Allright then, need to stop using it for now then.
As i can't update to OBS28 yet for different reasons.


----------



## ContentDeveloper (Nov 27, 2022)

Perhaps I am missing something, but as nice as Audio Monitor appears to be, I cannot seem to make use of it for a specific function.

I have a custom live captioning tool that runs in a Chrome browser, and normally will only hear the default mic on the PC.

However, if I use Voicemeeter, I can get the live captioning tool to hear the system audio (that contains the audio from another Chrome browser window, or a Zoom meeting, etc.) as well as the default mic.

Is there a way to mix/merge/route audio sources and elimiate the need for Voicemeeter?


----------



## GODRaigeki (Nov 27, 2022)

Maybe i dont understand something, but since i updated this and obs im getting out of sync after a short time. 
The hardest part was after 1 hour monitoring the sound of a browser of your choice and a game of your choice. I got a Delay of ~3seconds and got increased over time. If i delete and add the filter for the monitoring again, the delay is gone for a while. 

Is there any fix for it? 
I know, monitoring will always add some delay.

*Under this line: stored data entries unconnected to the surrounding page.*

PR #76, opened 2019-12-05
build: automate next version package releases

rittme:
## Description of the changes

Automates the release of `next` package versions.
Fix some dependencies to test deploy.


packages/request-client.js/package.json
```diff
@@ -62,6 +59,8 @@
   },
   "devDependencies": {
     "@compodoc/compodoc": "1.1.10",
+    "@requestnetwork/data-access": "0.5.3",
```
romaric-juniet: we shouldn't need this, even for the tests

And little Delay is okay - but not increasing delay with more than a small amount of ms... :< 

My Setup : 
I use the newest OBS Version 28, got 3 Virtual cables. 
Gamesound and browsersound will route the sound to 2 Cables - A and B
I use "Audio output recording" to record the cables - here seems to be no delay(or extreme low so i cant measure it)
Now i create the filter for monitoring for each cable.


----------



## AaronD (Nov 28, 2022)

GODRaigeki said:


> Maybe i dont understand something, but since i updated this and obs im getting out of sync after a short time.
> The hardest part was after 1 hour monitoring the sound of a browser of your choice and a game of your choice. I got a Delay of ~3seconds and got increased over time. If i delete and add the filter for the monitoring again, the delay is gone for a while.

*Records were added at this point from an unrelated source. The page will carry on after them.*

PR #87, opened 2019-12-12
test: use chai-as-promised instead of try/catch in tests 

vrolland:
## Link to Jira

https://requestnetwork.atlassian.net/browse/PROT-318


packages/integration-test/test/node-client.test.ts
```diff
@@ -350,7 +354,7 @@ it('create an encrypted and unencrypted request with the same content', async ()
   assert.notExists(plainRequestData.meta!.transactionManagerMeta.encryptionMethod);
 });
 
-it('cannot decrypt a request with the wrong decryption provider', async () => {
+it.only('cannot decrypt a request with the wrong decryption provider', async () => {
```
romaric-juniet: nope nope

rittme: ok

PR #44, opened 2013-04-25
Added popup windows handling support

irs:
Implementation of proposition in https://github.com/minkphp/Mink/issues/158


stof:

That's not related to this, is it?:








						Audio Monitoring Buffer Buildup / Offsync · Issue #4531 · obsproject/obs-studio
					

Operating System Info Windows 10 Other OS No response OBS Studio Version 26.1.1 OBS Studio Version (Other) No response OBS Studio Log URL 2021-04-15 11-03-34.txt OBS Studio Crash Log URL No respons...




					github.com
				




TL,DR: Try messing with the source mutes.

I have an external mixer that feeds a finished signal to OBS to pass through, so I can afford to have three global copies of the same line input.  One only goes to the stream, and the other two only go to my headphones via OBS's Monitor output.  Of the two 'phone copies, one is stereo like the stream, and the other is mono, and I have a pair of hotkeys set up to mute one and unmute the other.  So without disturbing the stream, I can make sure that the mix that OBS actually gets, works both ways.

When I hit those hotkeys, which mutes/unmutes the sources, whatever delay I had in the 'phones goes away, and it's back in sync.  The stream doesn't have that problem, so it doesn't need a solution.

Of course, that should only be a temporary workaround until the problem no longer exists, but maybe it can get you going?


----------



## GODRaigeki (Nov 28, 2022)

AaronD said:


> That's not related to this, is it?:
> 
> 
> 
> ...


You mean i should mute/unmute the WHOLE source (sound source in the mixer part of obs)? 
That would be bad for the stream - even only one interval. 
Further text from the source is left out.